◆ **Instructions for the task**
From the entries below, pull out each line where "coreos" appears.

◆ **Records supplied**
*** Block opens ***
PR #67, opened 2019-08-06
SRE can temporarily elevate permissions to cluster-admin

jewzaam:
https://jira.coreos.com/browse/SREP-1805

Added:
- Group: osd-sre-cluster-admins
- ClusterRoleBinding for the group to existing ClusterRole cluster-admin

As noted in README, SRE can add themselves to the `osd-sre-cluster-admins` group to temporarily get elevated access.


deploy/sre-authorization/00-cluster-admins.ClusterRoleBinding.yaml
```diff
@@ -0,0 +1,13 @@
+
```
cblecker: extra white space?

README.md
```diff
@@ -27,7 +27,9 @@ Persistent storage is configured using the configmap `cluster-monitoring-config`
 
 ## SRE Authorization
 
-Instead of SRE having `cluster-admin` a new ClusterRole is created with some permissions removed.  The ClusterRole can be regenerated in the `generate/sre-authorization` directory.
+Instead of SRE having `cluster-admin` a new ClusterRole `osd-sre-admin` is created with some permissions removed.  The ClusterRole can be regenerated in the `generate/sre-authorization` directory.  The role is granted to SRE via `osd-sre-admins` group.
```
lisa:
```suggestion
Instead of SRE having the `cluster-admin` role, a new ClusterRole, `osd-sre-admin`, is created with some permissions removed.  The ClusterRole can be regenerated in the `generate/sre-authorization` directory.  The role is granted to SRE via `osd-sre-admins` group.
```

Editing

README.md
```diff
@@ -27,7 +27,9 @@ Persistent storage is configured using the configmap `cluster-monitoring-config`
...
+
+To elevate privileges, SRE can add themselves to the group `osd-sre-cluster-admins` which is bound to the ClusterRole `cluster-admin`.  When this group is created and managed by Hive, all users are wiped because the SelectorSyncSet will always have `users: null`.  Therefore, SRE will get elevated privileges for a limited time.
```
lisa:
```suggestion
To elevate privileges, SRE can add themselves to the group `osd-sre-cluster-admins`, which is bound to the ClusterRole `cluster-admin`.  When this group is created and managed by Hive, all users are wiped because the SelectorSyncSet will always have `users: null`.  Therefore, SRE will get elevated privileges for a limited time.
```

jewzaam:
> Relatively minor editing for clarity.
> 
> Overall, what is the chance that Hive will blow away my privilege escalation in the middle of maintenance once the cache expires?

Well, all depends on when the cache expires on hive.  Linked story has this comment: `ne possible downside is Hive could reconcile very soon after the update, rbac could be reverted while SRE is doing things.  But my theory is if SRE needs to do a lot of things as cluster-admin there's something big that is wrong and either it shouldn't be done as a one-off, it should be fixed upstream, or if really necessary the kubeadmin creds could be accessed.  More likely SRE just re-adds to the group and keeps going?`

lisa:
/lgtm

I feel like this is a good stopgap even with the potential to reconcile permissions away mid-operation.

PR #68, opened 2019-08-06
Apply curated operators

jewzaam:
https://jira.coreos.com/browse/SREP-1370

Make shipped OperatorSources unmanaged then patch those OperatorSources.


jewzaam:
blocks merging https://github.com/openshift/dedicated-admin-operator/pull/69

PR #69, opened 2019-08-07
Add patch to wipe users from hive

jewzaam:
The group itself isn't reapplyed yet (https://jira.coreos.com/browse/CO-528) so this is a stopgap with the intent to always apply the patch which is expected.


jewzaam:
/hold
Testing in stage right now on a single cluster.

jewzaam:
/hold cancel
Confirmed the patch works in a one-cluster test.  Probe time on the syncset corresponds to users being wiped from group `osd-sre-cluster-admins` group.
*** Block closes ***
◆ **Task result**
https://jira.coreos.com/browse/SREP-1805
https://jira.coreos.com/browse/SREP-1370
The group itself isn't reapplyed yet (https://jira.coreos.com/browse/CO-528) so this is a stopgap with the intent to always apply the patch which is expected.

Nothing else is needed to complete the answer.